• PROBLEM:
What you return should match the data below exactly, with every entry reproduced.

[Stored data entries]
◇ ◇ ◇

PR #1973, opened 2026-04-06
feat(challenger): add continuous bond discovery scanning

jackchuma:
## Summary

- Adds `discover_claimable_games` to `BondManager` with two-tier scanning: **incremental** scans on every driver tick to catch newly created games, and **periodic full rescans** (every 5 minutes) of the lookback window to detect state transitions (games challenged or resolved by other actors).
- Refactors `startup_scan` and the new discovery method to share game evaluation logic via `evaluate_game_for_bonds` / `evaluate_bond_range`, eliminating code duplication.
- Stores an `Arc<dyn DisputeGameFactoryClient>` and scan watermark state inside `BondManager` so it can independently query the factory without external arguments on each tick.

## Changes

- **`bond.rs`**: New `discover_claimable_games` method, extracted `evaluate_game_for_bonds` and `evaluate_bond_range` helpers, simplified `startup_scan` signature, added `factory_client`/`bond_scan_head`/`last_full_scan`/`lookback` fields, custom `Debug` impl.
- **`driver.rs`**: Calls `discover_claimable_bonds()` in `step()` before `poll_bond_claims()`.
- **`metrics.rs`**: New `bond_discovery_scans_total` (labeled by scan type) and `bond_discovery_games_found_total` counters.
- **`service.rs`**: Passes `factory_client` and `lookback` to `BondManager::new`, simplifies `startup_scan` call.
- **`test_utils.rs`**: Adds `empty_factory()` helper.
- **`tests/driver.rs`**: Updates all `BondManager::new` call sites with the new signature.
- **`Cargo.toml`**: Enables `derive` and `env` features for `clap` at the crate level.

### DIFF
--- a/crates/proof/challenge/src/bond.rs
+++ b/crates/proof/challenge/src/bond.rs
@@ -328,7 +328,7 @@ impl BondManager {
     }
 
     /// Evaluates all games in `range` concurrently for bond tracking
-    /// eligibility, returning one entry per index.
+    /// eligibility, returning one entry per evaluated game.
     async fn evaluate_bond_range(
         range: std::ops::Range<u64>,
         factory_client: &Arc<dyn DisputeGameFactoryClient>,
--- a/crates/proof/challenge/src/bond.rs
+++ b/crates/proof/challenge/src/bond.rs
@@ -28,7 +28,7 @@
 use std::{
     collections::{HashMap, HashSet},
     sync::Arc,
-    time::{Duration, Instant, SystemTime},
+    time::{Duration, SystemTime},
 };
 
 use alloy_primitives::Address;
@@ -104,6 +104,7 @@ pub struct TrackedGame {
 /// discovers claimable games via [`discover_claimable_games`](Self::discover_claimable_games),
 /// scanning both newly created games and periodically rescanning the
 /// lookback window to catch games challenged or resolved by other actors.
+#[derive(derive_more::Debug)]
 pub struct BondManager {
     /// Games being tracked, keyed by proxy address.
     tracked: HashMap<Address, TrackedGame>,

◇ ◇ ◇

• OUTPUT:
PR #1973, opened 2026-04-06
feat(challenger): add continuous bond discovery scanning

jackchuma:
## Summary

- Adds `discover_claimable_games` to `BondManager` with two-tier scanning: **incremental** scans on every driver tick to catch newly created games, and **periodic full rescans** (every 5 minutes) of the lookback window to detect state transitions (games challenged or resolved by other actors).
- Refactors `startup_scan` and the new discovery method to share game evaluation logic via `evaluate_game_for_bonds` / `evaluate_bond_range`, eliminating code duplication.
- Stores an `Arc<dyn DisputeGameFactoryClient>` and scan watermark state inside `BondManager` so it can independently query the factory without external arguments on each tick.

## Changes

- **`bond.rs`**: New `discover_claimable_games` method, extracted `evaluate_game_for_bonds` and `evaluate_bond_range` helpers, simplified `startup_scan` signature, added `factory_client`/`bond_scan_head`/`last_full_scan`/`lookback` fields, custom `Debug` impl.
- **`driver.rs`**: Calls `discover_claimable_bonds()` in `step()` before `poll_bond_claims()`.
- **`metrics.rs`**: New `bond_discovery_scans_total` (labeled by scan type) and `bond_discovery_games_found_total` counters.
- **`service.rs`**: Passes `factory_client` and `lookback` to `BondManager::new`, simplifies `startup_scan` call.
- **`test_utils.rs`**: Adds `empty_factory()` helper.
- **`tests/driver.rs`**: Updates all `BondManager::new` call sites with the new signature.
- **`Cargo.toml`**: Enables `derive` and `env` features for `clap` at the crate level.

### DIFF
--- a/crates/proof/challenge/src/bond.rs
+++ b/crates/proof/challenge/src/bond.rs
@@ -328,7 +328,7 @@ impl BondManager {
     }
 
     /// Evaluates all games in `range` concurrently for bond tracking
-    /// eligibility, returning one entry per index.
+    /// eligibility, returning one entry per evaluated game.
     async fn evaluate_bond_range(
         range: std::ops::Range<u64>,
         factory_client: &Arc<dyn DisputeGameFactoryClient>,
--- a/crates/proof/challenge/src/bond.rs
+++ b/crates/proof/challenge/src/bond.rs
@@ -28,7 +28,7 @@
 use std::{
     collections::{HashMap, HashSet},
     sync::Arc,
-    time::{Duration, Instant, SystemTime},
+    time::{Duration, SystemTime},
 };
 
 use alloy_primitives::Address;
@@ -104,6 +104,7 @@ pub struct TrackedGame {
 /// discovers claimable games via [`discover_claimable_games`](Self::discover_claimable_games),
 /// scanning both newly created games and periodically rescanning the
 /// lookback window to catch games challenged or resolved by other actors.
+#[derive(derive_more::Debug)]
 pub struct BondManager {
     /// Games being tracked, keyed by proxy address.
     tracked: HashMap<Address, TrackedGame>,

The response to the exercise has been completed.